Issue #1986, opened 2024-09-13
Plot_network_and_parcels doesn't play well with others


pfeiffea:
We'd like to be able to plot `NetworkSedimentTransporter` results using `plot_network_and_parcels` on top of a DEM. For example, using `imshowgrid`. However, it seems that `plot_network_and_parcels` doesn't play well with others - it creates a new subplot and covers over the grid. 

In addition, it returns an inline figure, rather than allowing the user to specify what to return, as `imshowgrid` does. 

I'm working on initial fixes. 

FYI @kbarnhart @mcflugen @Ashaniekam

`
import matplotlib.pyplot as plt
import numpy as np

from landlab.grid.create_network import network_grid_from_raster
from landlab.components import (
    BedParcelInitializerUserD50,
    FlowDirectorSteepest,
    NetworkSedimentTransporter
)
from landlab.io import read_esri_ascii
from landlab.plot.graph import plot_links, plot_nodes
from landlab.plot.imshow import imshow_grid
from landlab.plot import plot_network_and_parcels

grid, z = read_esri_ascii("hugo_site.asc", name="topographic__elevation")
grid.status_at_node[grid.nodes_at_right_edge] = grid.BC_NODE_IS_FIXED_VALUE
grid.status_at_node[np.isclose(z, -9999.0)] = grid.BC_NODE_IS_CLOSED

network_grid = network_grid_from_raster(
    grid,
    reducer=JustEndNodes(),
    minimum_channel_threshold=12000.0,
    include=["drainage_area", "topographic__elevation"],
)

network_grid.at_link["channel_width"]=np.ones(network_grid.number_of_links)
network_grid.at_link["reach_length"]=np.ones(network_grid.number_of_links)
network_grid.at_link["flow_depth"]=np.ones(network_grid.number_of_links)
network_grid.at_node["bedrock__elevation"]=network_grid.at_node["topographic__elevation"].copy()

initialize_parcels = BedParcelInitializerUserD50(
    network_grid,
    user_d50=0.05,
)

parcels = initialize_parcels()

fd = FlowDirectorSteepest(network_grid, "topographic__elevation")
fd.run_one_step()

nst = NetworkSedimentTransporter(network_grid,parcels,fd,)

nst.run_one_step(1)

plt.figure("DEM_and_Network")
imshow_grid(
    grid,
    "topographic__elevation",
    color_for_closed=None,
    allow_colorbar=False,
)

plot_network_and_parcels(
    network_grid,
    parcels,
[...]

PR #1988, opened 2024-09-14
Fix plot network and parcels

pfeiffea:
### Description

See issue #1986 
@Ashaniekam wants to be able to use `plot_network_and_parcels` in a straightforward way on top of `imshowgrid` (or similar), but it wasn't cooperating. I made two minor edits to bring `plot_network_and_parcels` into alignment with the other plotting tools: 
1. `plot_network_and_parcels` now has options for output, same as `imshowgrid` (used to automatically plot inline right away)
2. when you pass it an existing figure (e.g. DEM created via `imshowgrid`) via the `fig=` keyword argument, `plot_network_and_parcels` will plot the network on the same axes as the existing figure axes. 

Warning: I did not take into account making space for other preexisting fig items like colorbars or legends associated with the figure (e.g. DEM) that is being added to. So... if you find yourself needing to plot with that many different labels/legends I think you get to fight matplotlib on your own. 

### Checklist - did you ...

- [x] All tests have passed?

### DIFF
--- a/docs/source/conf.py
+++ b/docs/source/conf.py
@@ -250,6 +250,7 @@ intersphinx_mapping = {
     "numpy": ("https://numpy.org/doc/stable/", None),
     "scipy": ("https://docs.scipy.org/doc/scipy/", None),
     "xarray": ("https://docs.xarray.dev/en/stable/", None),
+    "matplotlib": ("https://matplotlib.org/stable/", None),
 }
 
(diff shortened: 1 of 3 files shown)


pfeiffea:
@mcflugen Let me know if you think this warrants a new test, or if it's safe without given the minor edits.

■ **WHAT YOU WILL DO**: Write out the records exactly, starting at the first line and stopping after the line that contains "We'd like to".

■ **ANSWER SPACE**:
Issue #1986, opened 2024-09-13
Plot_network_and_parcels doesn't play well with others


pfeiffea:
We'd like to be able to plot `NetworkSedimentTransporter` results using `plot_network_and_parcels` on top of a DEM. For example, using `imshowgrid`. However, it seems that `plot_network_and_parcels` doesn't play well with others - it creates a new subplot and covers over the grid. 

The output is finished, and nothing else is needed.